Records to use =>
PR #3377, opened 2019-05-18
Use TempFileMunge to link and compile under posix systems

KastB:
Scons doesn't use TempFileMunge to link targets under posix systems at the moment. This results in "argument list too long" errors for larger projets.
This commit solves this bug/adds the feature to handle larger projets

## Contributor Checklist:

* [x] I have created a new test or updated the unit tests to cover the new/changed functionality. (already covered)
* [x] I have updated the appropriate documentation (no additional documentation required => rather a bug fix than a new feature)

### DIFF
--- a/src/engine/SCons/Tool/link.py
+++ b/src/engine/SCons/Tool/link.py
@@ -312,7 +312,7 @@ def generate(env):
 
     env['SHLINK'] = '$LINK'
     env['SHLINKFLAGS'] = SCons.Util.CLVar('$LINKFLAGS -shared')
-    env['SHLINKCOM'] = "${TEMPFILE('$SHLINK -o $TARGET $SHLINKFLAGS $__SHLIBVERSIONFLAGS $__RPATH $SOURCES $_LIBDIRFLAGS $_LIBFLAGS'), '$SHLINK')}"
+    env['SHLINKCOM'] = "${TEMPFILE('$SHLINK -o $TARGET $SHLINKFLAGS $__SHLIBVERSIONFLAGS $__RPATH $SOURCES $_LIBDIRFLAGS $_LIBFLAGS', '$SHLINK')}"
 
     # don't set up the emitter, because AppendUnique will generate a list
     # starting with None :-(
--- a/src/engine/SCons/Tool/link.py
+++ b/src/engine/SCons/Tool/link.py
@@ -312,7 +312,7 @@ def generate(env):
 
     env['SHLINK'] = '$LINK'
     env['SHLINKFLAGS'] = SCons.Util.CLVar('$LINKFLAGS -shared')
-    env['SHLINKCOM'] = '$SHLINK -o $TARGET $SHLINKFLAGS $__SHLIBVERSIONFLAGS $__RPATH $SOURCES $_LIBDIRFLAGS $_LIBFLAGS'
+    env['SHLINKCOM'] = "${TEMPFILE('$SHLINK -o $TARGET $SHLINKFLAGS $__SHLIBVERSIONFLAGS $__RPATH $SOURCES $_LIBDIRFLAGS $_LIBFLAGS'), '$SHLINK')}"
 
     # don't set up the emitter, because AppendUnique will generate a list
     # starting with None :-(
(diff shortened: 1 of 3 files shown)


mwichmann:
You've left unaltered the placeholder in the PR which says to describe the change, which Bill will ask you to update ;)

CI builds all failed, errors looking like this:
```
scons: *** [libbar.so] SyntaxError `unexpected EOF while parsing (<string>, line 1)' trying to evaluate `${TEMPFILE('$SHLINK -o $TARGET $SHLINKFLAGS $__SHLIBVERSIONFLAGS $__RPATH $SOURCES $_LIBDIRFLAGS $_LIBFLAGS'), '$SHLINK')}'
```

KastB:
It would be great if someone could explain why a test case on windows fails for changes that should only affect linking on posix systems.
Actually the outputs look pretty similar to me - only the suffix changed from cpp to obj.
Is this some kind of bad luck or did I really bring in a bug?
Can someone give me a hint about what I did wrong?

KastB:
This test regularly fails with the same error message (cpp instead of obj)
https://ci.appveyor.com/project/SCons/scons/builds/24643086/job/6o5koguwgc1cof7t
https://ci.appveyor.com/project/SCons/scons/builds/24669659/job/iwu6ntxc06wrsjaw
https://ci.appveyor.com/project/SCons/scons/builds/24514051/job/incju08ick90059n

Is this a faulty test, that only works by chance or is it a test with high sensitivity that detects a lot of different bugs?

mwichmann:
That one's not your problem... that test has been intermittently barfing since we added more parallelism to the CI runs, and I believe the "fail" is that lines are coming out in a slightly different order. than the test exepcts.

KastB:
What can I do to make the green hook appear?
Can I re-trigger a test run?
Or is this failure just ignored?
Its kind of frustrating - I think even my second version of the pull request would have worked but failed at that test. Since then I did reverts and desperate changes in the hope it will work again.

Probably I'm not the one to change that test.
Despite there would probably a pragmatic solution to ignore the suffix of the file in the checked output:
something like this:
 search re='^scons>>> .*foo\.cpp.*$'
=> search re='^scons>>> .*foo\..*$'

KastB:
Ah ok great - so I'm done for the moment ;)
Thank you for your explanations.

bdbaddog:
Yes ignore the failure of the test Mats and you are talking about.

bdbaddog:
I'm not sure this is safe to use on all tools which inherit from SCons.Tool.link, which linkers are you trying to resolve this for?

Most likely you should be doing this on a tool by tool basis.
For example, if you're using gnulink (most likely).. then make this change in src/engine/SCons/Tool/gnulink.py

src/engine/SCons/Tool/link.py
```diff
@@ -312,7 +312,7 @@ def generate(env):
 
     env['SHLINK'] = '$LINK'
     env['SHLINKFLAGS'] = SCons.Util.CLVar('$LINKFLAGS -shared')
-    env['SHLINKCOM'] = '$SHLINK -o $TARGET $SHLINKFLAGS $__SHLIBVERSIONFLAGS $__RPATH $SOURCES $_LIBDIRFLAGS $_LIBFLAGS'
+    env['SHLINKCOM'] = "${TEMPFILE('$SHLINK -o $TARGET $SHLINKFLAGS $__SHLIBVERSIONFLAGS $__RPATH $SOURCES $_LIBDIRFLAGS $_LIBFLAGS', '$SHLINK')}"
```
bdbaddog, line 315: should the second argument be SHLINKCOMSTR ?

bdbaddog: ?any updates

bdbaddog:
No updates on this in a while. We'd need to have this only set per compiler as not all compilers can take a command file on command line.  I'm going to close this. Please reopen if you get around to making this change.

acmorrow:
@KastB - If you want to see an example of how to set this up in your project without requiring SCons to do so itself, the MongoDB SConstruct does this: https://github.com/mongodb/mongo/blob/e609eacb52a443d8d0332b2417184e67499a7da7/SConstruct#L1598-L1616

Work to complete =>
All lines above that contain "then" are required in the answer.

Answer to this task =>
Its kind of frustrating - I think even my second version of the pull request would have worked but failed at that test. Since then I did reverts and desperate changes in the hope it will work again.
For example, if you're using gnulink (most likely).. then make this change in src/engine/SCons/Tool/gnulink.py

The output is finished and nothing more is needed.